PR #562, opened 2026-03-18
fix(l2cap): Various L2CAP fixes

alexmoon:
Various L2CAP issues found via PTS testing. Mostly dealing with error conditions or edge cases.

With this change trouble can now pass my entire PTS test suite.

### DIFF
--- a/benchmarks/nrf-sdc/src/bin/l2cap_benchmark_central.rs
══════════════════════════════
**TASK OBJECTIVE**: A copy of each line above that holds the word "Various" is the expected answer.

**ANSWER TO THE EXERCISE**:
fix(l2cap): Various L2CAP fixes
Various L2CAP issues found via PTS testing. Mostly dealing with error conditions or edge cases.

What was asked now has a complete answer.